One of my favorite KL directors, Bill “This Green Beret’s About To Kick Your Ass” Duke, last spotted directing Power Play (which was a good episode) and A New Family (which was a great episode), is back behind the camera this week, and I can tell right away. Before discussing the episode proper, however, I wanna take a quick note of the thirty second preview before the opening credits. Usually I don’t really mention these; they give you a little taste of what’s to come in the next 48 minutes, sometimes they show just a little bit, sometimes they show you way too much (as I believe I complained about way back in season one with Bottom of the Bottle: Part One), but the one for Celebration is, in my opinion, especially clever.

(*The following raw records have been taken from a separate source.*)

PR #854, opened 2019-11-16
Begin BatchRoot spawning update

killzoms:
This is still unfinished and needs a few bugs to be ironed out


NitroxClient/GameLogic/Entities.cs
```diff
@@ -50,18 +52,32 @@ public void Spawn(List<Entity> entities)
         {
             foreach (Entity entity in entities)
             {
+                GameObject batchRoot = EnsureBatchRoot(entity);
                 if (!alreadySpawnedIds.Contains(entity.Id))
                 {
-                    Spawn(entity, Optional<GameObject>.Empty());
+                    Spawn(entity, Optional<GameObject>.Empty(), batchRoot);
```
Sunrunner37: If we were to remove alreadySpawnedIds would that fix the disappearing issue?

killzoms: unfortunately it needs changes on both server and client but it would(still an issue of the gameObjects getting assigned to the Waiters)

killzoms:
Alright Spawning Is Working now However there is still the issue of Entities "disappearing" in the eyes of the server

killzoms:
```ArgumentNullException: Value cannot be null.
Parameter name: key
  at System.Collections.Generic.Dictionary`2[TKey,TValue].TryInsert (TKey key, TValue value, System.Collections.Generic.InsertionBehavior behavior) [0x00008] in <599589bf4ce248909b8a14cbe4a2034e>:0 
  at System.Collections.Generic.Dictionary`2[TKey,TValue].set_Item (TKey key, TValue value) [0x00000] in <599589bf4ce248909b8a14cbe4a2034e>:0 
  at NitroxClient.MonoBehaviours.NitroxIdentifier.OnProtoDeserializeObjectTree (ProtobufSerializer _) [0x00034] in <d2a197d1127746bf9a9df18f0a539c3d>:0 
  at ProtobufSerializer+<DeserializeObjectTreeAsync>d__30.MoveNext () [0x000e6] in <08e3a801b15c454eadae7919261dd9cc>:0 
``` Just one final error to solve

**Comment by killzoms** [comment]
FIXED!!! It works!!! Now... Its also extendable Soooo Enjoy having it all set up

**Comment by killzoms** [comment]
ah crap now that I think of it did I leave logging in in places?

File: NitroxClient/GameLogic/Entities.cs [hunk 2]
```diff
@@ -50,23 +52,52 @@ public void Spawn(List<Entity> entities)
         {
             foreach (Entity entity in entities)
             {
+                LargeWorldStreamer.main.cellManager.UnloadBatchCells(ToInt3(entity.AbsoluteEntityCell.CellId)); // Just in case
+                EntityCell entityCell = EnsureCell(entity);
+                entityCell.Initialize();
```
Sunrunner37: Is this safe to call again each time?  Should we call once when it is instantiated below?

NitroxClient/GameLogic/Entities.cs
```diff
@@ -20,6 +21,7 @@ public class Entities
         private readonly DefaultEntitySpawner defaultEntitySpawner = new DefaultEntitySpawner();
         private readonly SerializedEntitySpawner serializedEntitySpawner = new SerializedEntitySpawner();
         private readonly Dictionary<TechType, IEntitySpawner> customSpawnersByTechType = new Dictionary<TechType, IEntitySpawner>();
+        private readonly Dictionary<NitroxModel.DataStructures.Int3, EntityCell> EntityCells = new Dictionary<NitroxModel.DataStructures.Int3, EntityCell>();
```
Sunrunner37: Aren't entity cells also dictated by level and not just Int3?

NitroxPatcher/Patches/Persistent/CellManager_TryLoadCacheBatchCells_Patch.cs
```diff
@@ -0,0 +1,51 @@
...
+using NitroxModel.DataStructures;
+using System.Collections;
+using System.Collections.Generic;
+using System.Linq;
+using System.Reflection.Emit;
+
+// TODO: Temporarily persistent to run before everything.  When we migrate the patch hook to an early point then make this non-persistent
+namespace NitroxPatcher.Patches.Persistent
+{
+    class CellManager_TryLoadCacheBatchCells_Patch : NitroxPatch, IPersistentPatch
```
Sunrunner37: Let's go through each patch in this PR and add documentation at the top.  Similar to https://github.com/SubnauticaNitrox/Nitrox/blob/master/NitroxPatcher/Patches/Dynamic/Base_SpawnPiece_Patch.cs#L16

Also, we'll want to add some samples of the code that we are injecting.

NitroxPatcher/Patches/Persistent/PAXTerrainController_LoadAsync_Patch.cs
```diff
@@ -34,34 +64,46 @@ public static IEnumerable<CodeInstruction> Transpiler(MethodBase original, IEnum
 
         public override void Patch(HarmonyInstance harmony)
         {
-            PatchTranspiler(harmony, getMethod());
+            PatchTranspiler(harmony, GetMethod());
+        }
+
+        private static FieldInfo GetStateField(IReflect type)
```
Sunrunner37: I believe there is a GetField in reflection helper

NitroxClient/Helpers/NitroxProtobufSerializer.cs
```diff
@@ -0,0 +1,119 @@
...
+            foreach (Type type in Assembly.GetExecutingAssembly().GetTypes())
+            {
+                bool hasUweProtobuf = (type.GetCustomAttributes(typeof(ProtoContractAttribute), true).Length > 0);
+
+                if (hasUweProtobuf)
+                {
+                    // As of the latest protobuf update they will automatically register detected attributes.
+                    model.Add(type, true);
+                    knownTypes[type] = int.MaxValue; // UWE precompiled is going to pass everything to us
+                    NitroxTypes[type] = int.MaxValue;
```
Sunrunner37: minor: extract common code into a method

NitroxClient/GameLogic/Entities.cs
killzoms: Moved into EnsureCell

NitroxClient/GameLogic/Entities.cs
killzoms: Added New class named CellRoot to differentiate EntityCells

NitroxPatcher/Patches/Persistent/PAXTerrainController_LoadAsync_Patch.cs
killzoms: That GetField in reflection helper unfortunately wont help with Async methods

NitroxClient/Helpers/NitroxProtobufSerializer.cs
killzoms: Moved to AddType method

killzoms:
Note: CrashFish are not fixed with this

killzoms:
Now they're fixed kinda

Sunrunner37:
Per our previous conversation, in what instance does Subnautica serialize the batch cells (resulting in our identifier being serialized)?  Is it doing local caching to the disk?  This must be some new feature that they implemented because we were not previously having serialization issues.  Ideally, we do not want to touch their local serialization.

killzoms:
yea local caching is being done. trying to change the implementation would mean we likely need to notify the server to send new spawn data each time we change the visible cells although this implementation might not function ideally in the case of gameobjects that are stored into another gameobject as for the stacktrace... ive narrowed down where the code is getting called and its... easiest to simply patch the serializer... patching another coroutine is likely only going to add excess overhead and last until changes happen reason for patching the serializer is to limit excess overhead and keep the patch functional for as long as possible

NitroxModel/DataStructures/CellRoot.cs
```diff
@@ -0,0 +1,29 @@
+﻿using System;
+using System.Collections.Generic;
+using System.Linq;
+using System.Text;
+
+namespace NitroxModel.DataStructures
+{
+    public struct CellRoot
```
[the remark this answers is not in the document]
killzoms: its less data but essentially is the same(something we may want to look into to decrease byte sizes when uploading entities)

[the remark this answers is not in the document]
killzoms: the server needs the helpers and extra data in the AbsoluteEntityCell the client less so in fact it adds more to what the client has to download for each entity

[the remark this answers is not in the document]
killzoms: can likely adjust the implementation to ignore fields when serialization occurs as excess upload/download sizes add extra time needed for each packet to be sent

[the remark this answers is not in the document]
MarijnS95: > can likely adjust the implementation to ignore fields when serialization occurs as excess upload/download sizes add extra time needed for each packet to be sent

Yes please. Especially in the context of Nitrox I would consider deduplicating (thus decreasing maintenance and new-contributor "but how does this work?" hurdles) at least as much of a win as saving a couple bytes off a structure.

Though, reading up on `AbsoluteEntityCell`, the serialized variables are already identical? The rest is _useful_ helper functions and getters (or is protobuf stupid enough to serialize the pure getters too??).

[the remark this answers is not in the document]
killzoms: windows serialization is used if memory serves for packets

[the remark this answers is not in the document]
killzoms: and hm... first time i looked through the absoluteEntityCell class i thought j saw position being a normal field not a get property... looked through it a moment ago and looks like i was incorrect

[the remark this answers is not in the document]
killzoms: Changed to AbsoluteEntityCell

NitroxPatcher/Patches/Persistent/CellManager_TryLoadCacheBatchCells_Patch.cs
killzoms: Added Some documentation

PR #864, opened 2019-12-14
Unity 2019 Upgrade

Shirkie01:
Updates the projects to .Net Framework 4.0 and removes references to libraries that no longer exist.


Shirkie01:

Okay, so spoiler alert, but Ciji is going to die in Celebration. I’ve kinda avoided any mention of that in my previous write-ups, mostly because I’m not entirely sure how “spoiler-ish” I should get. I kinda like to imagine that somewhere out there in the universe is someone who has never seen KL before and is watching the episodes one-by-one and following along with my posts. This could very well be fiction, but if there is a person doing this, I don’t wanna drop spoilers. Even though I recognize that KL went off the air 23 years ago and most people think spoilers don’t apply to things that are more than ten years old, I still try to keep it safe, because I just don’t wanna ruin a good experience for any potential new viewer; seeing the excitement unfold is a huge part of the fun. But anyway, Ciji is gonna die this week, and I mention that because, when viewed with that knowledge, you realize how clever this episode is in setting everything up, getting all the players lined up, dropping little hints to what’s going to happen to her at the end, and even subverting our expectations. See, the thirty second preview drops two little hints/tricks on us, the first of which is a quick shot of Ciji talking to Abby and saying, “What are you gonna do, Abby, kill me?” The second is a shot of Ciji and Val having an argument. Val pushes Ciji, Ciji hits her head on the table, and then we cut to the opening credits. The writers and producers and directors are tricking us, making us think that maybe, possibly, Ciji could die due to Val pushing her and hitting her head.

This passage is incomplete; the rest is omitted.